Spark之Stream高级知识分享二(MapWithState +foreachRDD+Window+transform)

1.MapWithState 小案列

Spark Stream:以批处理为主,用微批处理来处理流数据

Flink:真正的流式处理,以流处理为主,用流处理来处理批数据

但是Spark的Strurctured Stream 确实是真正的流式处理来处理批数据

但是Spark的structured Stream确实是真正的流式处理,也是未来的Spark流式处理的未来方向,新的Stream特性也是加载那里了。

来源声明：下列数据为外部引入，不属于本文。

PR #9677, opened 2020-08-04
Add missing locking in MockEC2

johngmyers:


johngmyers:
Argh, recursive locking.

PR #9691, opened 2020-08-06
Add an initial structure for openstack cloudmock

rifelpet:
More info in the docs changes.

This adds stubbed HTTP handlers for every resource type used by Kops. Currently they only return an empty 200 response but followup PRs will implement the relevant CRUD logic.


olemarkus:
Approach looks good to me.
/lgtm

PR #9699, opened 2020-08-06
Spotinst: Selecting a default Instance Group in Spot Ocean should be optional

liranp:
This PR changes the way the default Instance Group for Spot Ocean is selected to allow users to create new clusters with multiple Instance Groups (#9471) without having to generate their manifests first to select the default by adding the metadata label (`spotinst.io/ocean-default-launchspec`).

### DIFF
--- a/pkg/model/spotinstmodel/instance_group.go
+++ b/pkg/model/spotinstmodel/instance_group.go
@@ -323,7 +323,7 @@ func (b *InstanceGroupModelBuilder) buildOcean(c *fi.ModelBuilderContext, igs ..
 	{
 		// Single instance group.
 		if len(igs) == 1 {
-			ig = igs[0]
+			ig = igs[0].DeepCopy()
 		}
 
 		// Multiple instance groups.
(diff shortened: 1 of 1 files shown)


pkg/model/spotinstmodel/instance_group.go
```diff
@@ -343,22 +343,25 @@ func (b *InstanceGroupModelBuilder) buildOcean(c *fi.ModelBuilderContext, igs ..
...
-					InstanceGroupLabelOceanDefaultLaunchSpec)
+				ig = igs[0].DeepCopy()
 			}
 		}
 
 		klog.V(4).Infof("Detected default launch spec: %q", b.AutoscalingGroupName(ig))
 	}
 
+	// Rename the instance group to avoid duplicate tasks with same name.
+	ig.Name = fi.StringValue(ocean.Name)
```
povils, line 363: HEy @liranp !
Could it be that this line introduced a bug I might be facing?

By overriding ig.Name it messes up userdata for default nodes:
ocean.UserData, err = b.BootstrapScriptBuilder.ResourceNodeUp(c, ig)

Because now nodeUp tries to fetch instance group config with name "ocean.Name" which ofcourse it doesn;t exist

liranp: @povils, thanks for reporting this. I've raised another PR (#10630) to fix it. Sorry about that.

PR #9700, opened 2020-08-06
Add cinder plugin

olemarkus:
This will install the cinder plugin allowing dynamic provisioning of volumes.
Since kops already depend on cinder and since most people need this anyway, I add this unconditionally.
If there are needs for disabling this, I can always add it. But we add storageclass etc unconditionally for AWS and GCE too.

### DIFF
--- a/docs/releases/1.19-NOTES.md
+++ b/docs/releases/1.19-NOTES.md
@@ -12,6 +12,12 @@ Similarly, `kops export kubecfg` will also require passing either the `--admin` 
 
 `kops create cluster --yes` exports the admin user along with rest of the cluster config, as is existing behaviour.
 
+## OpenStack Cinder plugin
+
+Kops will install the Cinder plugin for kops running kubernetes 1.16 or newer. If you already have this plugin installed you should remove it before upgrading.
+
+If you already have a default `StorageClass`, you should set `cloudConfig.Openstack.BlockStorage.CreateStorageClass: false` to prevent kops from installing one.
+
 ## Other significant changes
 
 * New clusters will now have one nodes group per zone. The number of nodes now defaults to the number of zones.
@@ -36,6 +42,8 @@ has been updated by a newer version of kops unless it is given the `--allow-kops
 * Support for legacy IAM permissions has been removed. This removal may be temporarily deferred to kops 1.20 by setting the `LegacyIAM` feature flag.
 
 # Required Actions
+
+* See note about Openstack Cinder plugin above.
 
 # Deprecations
 
--- a/upup/pkg/fi/cloudup/bootstrapchannelbuilder.go
+++ b/upup/pkg/fi/cloudup/bootstrapchannelbuilder.go
@@ -1053,9 +1053,26 @@ func (b *BootstrapChannelBuilder) buildAddons() *channelsapi.Addons {
 		}
 	}
 
-	if b.Cluster.Spec.ExternalCloudControllerManager != nil {
-		// cloudprovider specific out-of-tree controller
-		if kops.CloudProviderID(b.Cluster.Spec.CloudProvider) == kops.CloudProviderOpenstack {
+	if kops.CloudProviderID(b.Cluster.Spec.CloudProvider) == kops.CloudProviderOpenstack {
+		{
+			key := "storage-openstack.addons.k8s.io"
+			version := "1.18.0-kops.1"
+
+			id := "k8s-1.16"
+			location := key + "/" + id + ".yaml"
+
+			addons.Spec.Addons = append(addons.Spec.Addons, &channelsapi.AddonSpec{
+				Name:              fi.String(key),
+				Version:           fi.String(version),
+				Manifest:          fi.String(location),
+				Selector:          map[string]string{"k8s-addon": key},
+				KubernetesVersion: ">=1.15.0",
+				Id:                id,
+			})
+		}
+
+		if b.Cluster.Spec.ExternalCloudControllerManager != nil {
+			// cloudprovider specific out-of-tree controller
 			{
 				key := "openstack.addons.k8s.io"
 				version := "1.11.0"
--- a/k8s/crds/kops.k8s.io_clusters.yaml
+++ b/k8s/crds/kops.k8s.io_clusters.yaml
@@ -222,6 +222,10 @@ spec:
                         properties:
                           bs-version:
                             type: string
+                          createStorageClass:
+                            description: CreateStorageClass provisions a default class
+                              for the Cinder plugin
+                            type: boolean
                           ignore-volume-az:
                             type: boolean
                           override-volume-az:
--- a/pkg/apis/kops/componentconfig.go
+++ b/pkg/apis/kops/componentconfig.go
@@ -684,6 +684,8 @@ type OpenstackBlockStorageConfig struct {
 	Version    *string `json:"bs-version,omitempty"`
 	IgnoreAZ   *bool   `json:"ignore-volume-az,omitempty"`
 	OverrideAZ *string `json:"override-volume-az,omitempty"`
+	// CreateStorageClass provisions a default class for the Cinder plugin
+	CreateStorageClass *bool `json:"createStorageClass,omitempty"`
 }
 
 // OpenstackMonitor defines the config for a health monitor
--- a/pkg/apis/kops/v1alpha2/componentconfig.go
+++ b/pkg/apis/kops/v1alpha2/componentconfig.go
@@ -685,6 +685,8 @@ type OpenstackBlockStorageConfig struct {
 	Version    *string `json:"bs-version,omitempty"`
 	IgnoreAZ   *bool   `json:"ignore-volume-az,omitempty"`
 	OverrideAZ *string `json:"override-volume-az,omitempty"`
+	// CreateStorageClass provisions a default class for the Cinder plugin
+	CreateStorageClass *bool `json:"createStorageClass,omitempty"`
 }
 
 // OpenstackMonitor defines the config for a health monitor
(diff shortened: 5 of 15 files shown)


upup/models/cloudup/resources/addons/storage-openstack.addons.k8s.io/k8s-1.15.yaml
```diff
@@ -0,0 +1,477 @@
...
+metadata:
+  name: csi-cinder-controller-service
+  namespace: kube-system
+  labels:
+    app: csi-cinder-controllerplugin
+spec:
+  selector:
+    app: csi-cinder-controllerplugin
+  ports:
+    - name: dummy
```
johngmyers, line 226: Not a very good name

upup/models/cloudup/resources/addons/storage-openstack.addons.k8s.io/k8s-1.15.yaml
```diff
@@ -0,0 +1,477 @@
...
+  namespace: kube-system
+spec:
+  selector:
+    matchLabels:
+      app: csi-cinder-nodeplugin
+  template:
+    metadata:
+      labels:
+        app: csi-cinder-nodeplugin
+    spec:
```
johngmyers, line 377: Shouldn't this have tolerations?

upup/models/cloudup/resources/addons/storage-openstack.addons.k8s.io/k8s-1.15.yaml
olemarkus: good catch

upup/models/cloudup/resources/addons/storage-openstack.addons.k8s.io/k8s-1.15.yaml
olemarkus: Yes it should. Fixed

docs/releases/1.19-NOTES.md
```diff
@@ -27,6 +27,8 @@ Similarly, `kops export kubecfg` will also require passing either the `--admin`
 * The `kops update cluster` command will now refuse to run on a cluster that
 has been updated by a newer version of kops unless it is given the `--allow-kops-downgrade` flag.
 
+* Kops will install the Cinder plugin and `StorageClass` on OpenStack clusters.
```
zetaab, line 30: I do not see the logic of StorageClass in this PR?

upup/pkg/fi/cloudup/bootstrapchannelbuilder.go
```diff
@@ -1053,9 +1053,26 @@ func (b *BootstrapChannelBuilder) buildAddons() *channelsapi.Addons {
...
+
+			id := "k8s-1.15"
+			location := key + "/" + id + ".yaml"
+
+			addons.Spec.Addons = append(addons.Spec.Addons, &channelsapi.AddonSpec{
+				Name:              fi.String(key),
+				Version:           fi.String(version),
+				Manifest:          fi.String(location),
+				Selector:          map[string]string{"k8s-addon": key},
+				KubernetesVersion: ">=1.15.0",
```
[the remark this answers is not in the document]
olemarkus: I tried to find info about that. But https://github.com/kubernetes/cloud-provider-openstack/blob/master/docs/using-cinder-csi-plugin.md#compatibility stops at 1.15 ...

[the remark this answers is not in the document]
zetaab: there was some feature that is not supported in 1.15, anyway if we want be safe here is that we start from 1.16

docs/releases/1.19-NOTES.md
olemarkus: Yeah, this one somehow escaped the final template. Added back in.

upup/models/cloudup/resources/addons/storage-openstack.addons.k8s.io/k8s-1.15.yaml
```diff
@@ -0,0 +1,516 @@
...
+                  fieldPath: spec.nodeName
+          imagePullPolicy: "IfNotPresent"
+          volumeMounts:
+            - name: socket-dir
+              mountPath: /csi
+            - name: registration-dir
+              mountPath: /registration
+        - name: cinder-csi-plugin
+          securityContext:
+            privileged: true
```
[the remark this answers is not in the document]
olemarkus: Fixed.

upup/pkg/fi/cloudup/bootstrapchannelbuilder.go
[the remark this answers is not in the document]
olemarkus: Sounds good. Also added that to the release notes.

upup/models/cloudup/resources/addons/storage-openstack.addons.k8s.io/k8s-1.16.yaml
```diff
@@ -0,0 +1,531 @@
...
+              mountPath: /registration
+        - name: cinder-csi-plugin
+          securityContext:
+            privileged: true
+            runAsNonRoot: false
+            runAsUser: 0
+            capabilities:
+              add: ["SYS_ADMIN"]
+            allowPrivilegeEscalation: true
+          image: docker.io/k8scloudprovider/cinder-csi-plugin:v1.18.0
```
zetaab, line 450: This is kind of problem when we hardcode this? What happens when 1.19 plugin is released? Is this 1.18 really backward compatible to 1.16 :)

upup/models/cloudup/resources/addons/storage-openstack.addons.k8s.io/k8s-1.16.yaml
```diff
@@ -0,0 +1,531 @@
...
+---
+apiVersion: storage.k8s.io/v1
+kind: StorageClass
+metadata:
+  name: default
+  annotations:
+    storageclass.beta.kubernetes.io/is-default-class: "true"
+  labels:
+    k8s-addon: storage-openstack.addons.k8s.io
+provisioner: cinder.csi.openstack.org
```
zetaab, line 529: we do have storageclass currently which have two parameters: `type` and `availability`. We cannot use cinder without those. So I suggest of somehow adding possible values for those

upup/models/cloudup/resources/addons/storage-openstack.addons.k8s.io/k8s-1.16.yaml
zetaab: okay it might be that some other setting in manifest is also changing, which forces us to update the manifest

upup/models/cloudup/resources/addons/storage-openstack.addons.k8s.io/k8s-1.16.yaml
```diff
@@ -0,0 +1,531 @@
...
+            - "--csi-address=$(ADDRESS)"
+          env:
+            - name: ADDRESS
+              value: /var/lib/csi/sockets/pluginproxy/csi.sock
+          imagePullPolicy: "IfNotPresent"
+          volumeMounts:
+            - name: socket-dir
+              mountPath: /var/lib/csi/sockets/pluginproxy/
+        - name: cinder-csi-plugin
+          image: docker.io/k8scloudprovider/cinder-csi-plugin:v1.18.0
```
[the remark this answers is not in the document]
olemarkus: How about modifying the OpenStackCCM template function to just care about the tag, not the image repository and just reuse that one for cinder as well? I think those versions just follow each other right?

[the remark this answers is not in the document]
zetaab: yeah those follow each other, and those are released at the same time. So that makes sense, lets do that

upup/models/cloudup/resources/addons/storage-openstack.addons.k8s.io/k8s-1.16.yaml
olemarkus: This is a tricky one. With the other cloud providers, we don't allow modifications of the SC either. I wonder if the best thing to do is to just keep the one you have and set it specifically on your PVCs. I realise this is not all that nice for end-users, but it is consistent with other providers.

zetaab: one possible thing is that we could disable provisioning the storageclass (that can be applied to other clouds also if needed)? The default behaviour could be that it will provision it

upup/models/cloudup/resources/addons/storage-openstack.addons.k8s.io/k8s-1.16.yaml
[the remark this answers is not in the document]
olemarkus: I assume they are also released in concert with k8s so we don't run into an issue with the new tag not being available once users upgrade k8s?

upup/models/cloudup/resources/addons/storage-openstack.addons.k8s.io/k8s-1.16.yaml
olemarkus: Something like this will work at least.

upup/models/cloudup/resources/addons/storage-openstack.addons.k8s.io/k8s-1.16.yaml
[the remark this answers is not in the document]
zetaab: we do have that problem, if people tries like k8s alpha/beta versions. Openstack cloudprovider components are released something like week after the final k8s stable is released.

olemarkus:
Should have merged this before I lgtm'ed the integration tests :)

PR #9701, opened 2020-08-06
Respect Topology when assigning floating ips or not

olemarkus:
This is a commit that got lost from #9560, I think. Without this, kops will unconditionally add floating IPs even though openstack setup doesn't support it resulting in an npr.

/kind bug


pkg/apis/kops/validation/openstack.go
```diff
@@ -0,0 +1,35 @@
...
+
+package validation
+
+import (
+	"k8s.io/apimachinery/pkg/util/validation/field"
+	"k8s.io/kops/pkg/apis/kops"
+)
+
+func openstackValidateCluster(c *kops.Cluster) (errList field.ErrorList) {
+	if c.Spec.CloudConfig.Openstack.Router != nil && c.Spec.CloudConfig.Openstack.Router.ExternalNetwork == nil {
```
johngmyers, line 25: But public topology doesn't require an external network when there's no router?

olemarkus: Public topology means using floating IPs. In order to use floating IPs you need both an external network and you need a router (which handles traffic between internal and external network). So public topology is not possible without one.

johngmyers: But this validation code skips the topology check if `c.Spec.CloudConfig.Openstack.Router` is `nil`

olemarkus: Ah. That is quite a bug. Fixed now. And added some tests as well.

1)MapWithState可以实现和UpdateStateByKey一样对不同批次的数据的分析,但是他是实验性方法,慎用,可能下一版本就没了

2)MapWithState,只有当前批次出现了该key才会显示该key的所有的批次分析数据

3)最好的方式还是写DB

 

MapWithStateTest {
  def main(args: Array[String]) {

    //第一个参数是key,第二参数是当前value,第三个参数之前的value
     val mappingFunction = (key: String, value: Option[Int], state: State[Int])=> {
       val sum = value.getOrElse(0)+state.getOption().getOrElse(0)
       state.update(sum)
       (key,sum)
     }

    val sparkConf = new SparkConf()
      .setAppName("StatefulNetworkWordCount")
      .setMaster("local[3]")
    // Create the context with a 5 second batch size
    val ssc = new StreamingContext(sparkConf, Seconds(5))
    ssc.checkpoint(".")

    // Initial RDD input to updateStateByKey
    val initialRDD = ssc.sparkContext.parallelize(List(("hello", 1), ("world", 1)))
    // Create a ReceiverInputDStream on target ip:port and count the
    // words in input stream of \n delimited test (eg. generated by 'nc')
    val lines = ssc.socketTextStream("192.168.76.120", 1314)
    val words = lines.flatMap(_.split(" ")).map(x => (x, 1)).reduceByKey(_+_)
    val stateDstream = words.mapWithState(StateSpec.function(mappingFunction))

    stateDstream.print()


    ssc.start()
    ssc.awaitTermination()

  

2.(重要)foreachRDD小案列

1)foreachRDD是生产中用到最多的output(egger)函数,通过它可将DStream转换为RDD以及DF\DS,然后进行操作

2)forearchRDD的方法是在driver中进行的,故写DB时它的获取链接代码必须写在第二层循环的foreachPatition中,不然会爆序列化错误。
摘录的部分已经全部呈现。